Il blog "Le Russie di Cernobyl", seguendo una tradizione di cooperazione partecipata dal basso, vuole essere uno spazio in cui: sviluppare progetti di cooperazione e scambio culturale; raccogliere materiali, documenti, articoli, informazioni, news, fotografie, filmati; monitorare l'allarmante situazione di rilancio del nucleare sia in Italia che nei paesi di Cernobyl.

Il blog, e il relativo coordinamento progettuale, è aperto ai circoli Legambiente e a tutti gli altri soggetti che ne condividono il percorso e le finalità.

"Le Russie di Cernobyl" per sostenere, oltre i confini statali, le terre e le popolazioni vittime della stessa sventura nucleare: la Bielorussia (Russia bianca), paese in proporzione più colpito; la Russia, con varie regioni rimaste contaminate da Cernobyl, Brjansk in testa, e altre zone con inquinamento radioattivo sparse sul suo immenso territorio; l'Ucraina, culla storica della Rus' di Kiev (da cui si sono sviluppate tutte le successive formazioni statali slavo-orientali) e della catastrofe stessa.

09/09/10

TESTIMONIANZA DA NOVOZYBKOV SUGLI INCENDI IN RUSSIA

Riportiamo, come testimonianza locale, una mail inviataci ad agosto dalla nostra referente Marija di Novozybkov sulla situazione degli incendi e del pericolo di dispersione della radioattività (e su quello che dicono e non dicono i media russi).

14.08.2010

Devo dire che è molto strano che da voi scrivono di noi sui giornali, e qui invece tacciono e non dicono niente. Era stato così anche quando ci fu l’incidente a Cernobyl nel 1986...

Forse tacciono perché hanno paura che ci potrebbe essere il panico tra i residenti... Perché il fuoco aumenterà le radiazioni di fondo... Non so cosa pensare.

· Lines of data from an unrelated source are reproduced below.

Issue #1331, opened 2023-04-18
Typescript: Property 'unaryCall' does not exist on type 'AbstractClientBase'


GabrieleGervasiPEL:
Running protoc with grp-web plugin (1.4.2) generated a file *ServiceClientPb.ts. Such file contains a call to this.client_.unaryCall.
Meantime, npm module grp-web (1.4.2) doesn't contain such method in AbstractClientBase class.

Protoc configuration for plugin:
--grpc-web_out=import_style=typescript,mode=grpcweb

sampajano:
@GabrieleGervasiPEL Hi there :) Thanks for bringing up this question!

You're indeed right that `unaryCall` is not exposed on the `AbstractClientBase` class..
https://github.com/grpc/grpc-web/blob/master/packages/grpc-web/index.d.ts

Although, they do exist on the actual implementation of the class, which should work when it's actually called..
https://github.com/grpc/grpc-web/blob/8ab32b945ca0530222593127e9431a455eff24a8/javascript/net/grpc/web/grpcwebclientbase.js#L158-L161

(As of now,  `unaryCall()` is just an alias for `thenableCall()`, where it simply [calls](https://github.com/grpc/grpc-web/blob/8ab32b945ca0530222593127e9431a455eff24a8/javascript/net/grpc/web/grpcwebclientbase.js#L158-L161) the latter.)

I agree this is not ideal, and I will explore ways to close the gap (e.g. https://github.com/grpc/grpc-web/pull/1444).

---

Although, I'm wondering what exact issue are you seeing in your runtime?

If you use grpc-web npm package, it would have exposed `unaryCall` method on the client implementation, even though it's not present in the `index.d.ts` file :)

GabrieleGervasiPEL:
Sorry @sampajano It's been over a year since the question and we dropped the use of grpc web. Actually i don't remember what the problem was. Probably, reading my question, the unaryCall was not present in typings (index.d.ts) file and the generated client *ServiceClientPb.ts had a call to unaryCall, marked as red because not recognized. Maybe it's already been fixed.

sampajano:
@GabrieleGervasiPEL Hi thank you for the context! No worries at all.. And my apologies for address this late.. :)

Yeah it makes sense. :) `unaryCall` is indeed not present from `index.d.ts` but at runtime the javascript should work.. :)

[...]

PR #1444, opened 2024-06-24
[Experiment] Generate `thenableCall()` instead of `unaryCall()`

sampajano:
This came up in https://github.com/grpc/grpc-web/issues/1331

---

`thenableCall()` is what's currently exposed on the `AbstractClientBase` API.
https://github.com/grpc/grpc-web/blob/master/packages/grpc-web/index.d.ts

Which was added in the following commit for the sake of supporting "Generic API" (which no longer applies)
https://github.com/grpc/grpc-web/commit/916d6cbef42e10c301c7fd964869f3afdbcb7b17

---

`unaryCall()` is just an alias for `thenableCall()`, where it simply [calls](https://github.com/grpc/grpc-web/blob/8ab32b945ca0530222593127e9431a455eff24a8/javascript/net/grpc/web/grpcwebclientbase.js#L158-L161) the latter.

The right long-term fix is probably to get rid of `thenableCall()` in favor of `unaryCall()`, as the latter sounds like a better API (more clear).

### DIFF
--- a/javascript/net/grpc/web/generator/grpc_generator.cc
+++ b/javascript/net/grpc/web/generator/grpc_generator.cc
@@ -689,7 +689,7 @@ void PrintTypescriptFile(Printer* printer, const FileDescriptor* file,
           printer->Outdent();
           printer->Print(vars,
                          "}\n"
-                         "return this.client_.unaryCall(\n");
+                         "return this.client_.thenableCall(\n");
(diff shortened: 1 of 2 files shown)


sampajano:
Not planning on merging this. But will keep in mind in simplifying this going forward :)

PR #1446, opened 2024-06-25
Do not force third_party/protobuf to some old version.

benjaminp:


sampajano:
Wow thanks!!!

sampajano (approved):
Thanks so much for finding this!!

benjaminp:
This seems reasonable but I don't think it can fix the protoc_plugin `Dockerfile`. That tries to build protobuf with autotools, which has long since been removed protocolbuffers/protobuf@ed5c57a574aa24bc49432baced51aa6d01fbf38a.

sampajano:
Oh i see!!... So we might need https://github.com/grpc/grpc-web/pull/1447  afterall.. 😅

Do you know how to fix [protoc_plugin](https://github.com/grpc/grpc-web/blob/master/net/grpc/gateway/docker/protoc_plugin/Dockerfile) by any chance?

It would be very appreciated if you could help too.. (I'm on a vacation soon i won't have time to fix this now..)

sampajano:
@benjaminp The APIs you were using was probably added before https://github.com/protocolbuffers/protobuf/pull/10132, right?

So maybe it would work if we re-pin it back to a version before https://github.com/protocolbuffers/protobuf/pull/10132?

sampajano:
It seems that the main reason why we need `protoc_plugin` now is it's used for releases on linux:
https://github.com/grpc/grpc-web/blob/master/.github/workflows/make-plugin-linux.yml

So if we can migrate that to Bazel as well then maybe we can kill it off entirely :)

sampajano:
@benjaminp Hi! Actually i need to revert this since we have other dependencies on that version as well.. (I should probably let CI run before merging it :))

https://github.com/grpc/grpc-web/blob/e6909cd2841061aa409e7f9365ac68b865fd8f83/packages/grpc-web/test/generated_code_test.js#L476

La settimana scorsa abbiamo avuto anche qui a Novozybkov due giorni di smog, chiudevamo le finestre, ma nel nostro giornale locale hanno scritto che è tutto a posto e che questo smog è arrivato qui da Mosca. Qualcuno ha anche detto che era torba bruciata nella nostra zona, ma poi tutto è passato e tutti si sono tranquillizzati.

Anche stamattina abbiamo sentito un po’ di fuoco, ma non come la settimana scorsa.

Oggi sono andata a vedere in Internet le informazioni su queste cose. Ecco cosa ho trovato:

In provincia di Novozybkov non ci sono stati incendi, in provincia di Zlynka si sono verificati due incendi su una superficie complessiva di 3,5 ettari. In provincia di Klincy ci sono stati 40 casi di incendio che hanno coinvolto 17 ettari di foresta. Un grande incendio si è verificato sabato scorso nella zona di Klimovsk vicino al villaggio di Novyj Ropsk. Sono bruciati dei campi abbandonati, invasi dalla foresta. Il fuoco si è lì propagato dall'Ucraina, dove ancora infuriano gli incendi. Fortunatamente, l’incendio non ha raggiunto il villaggio. Ma 200 ettari di campi sono bruciati.

In generale, comunque, ha assicurato il Servizio regionale antincendi boschivi, attualmente nella parte sud-occidentale la situazione è relativamente calma. Nel frattempo, secondo il MOE regionale, soltanto martedì sono avvenuti incendi in 6 diverse zone boschive della regione di Brjansk. Tra queste, anche a sud-ovest di Klincy ci sono stati quattro incendi, ma la superficie coinvolta – circa 2 ettari di terreno – è piccola.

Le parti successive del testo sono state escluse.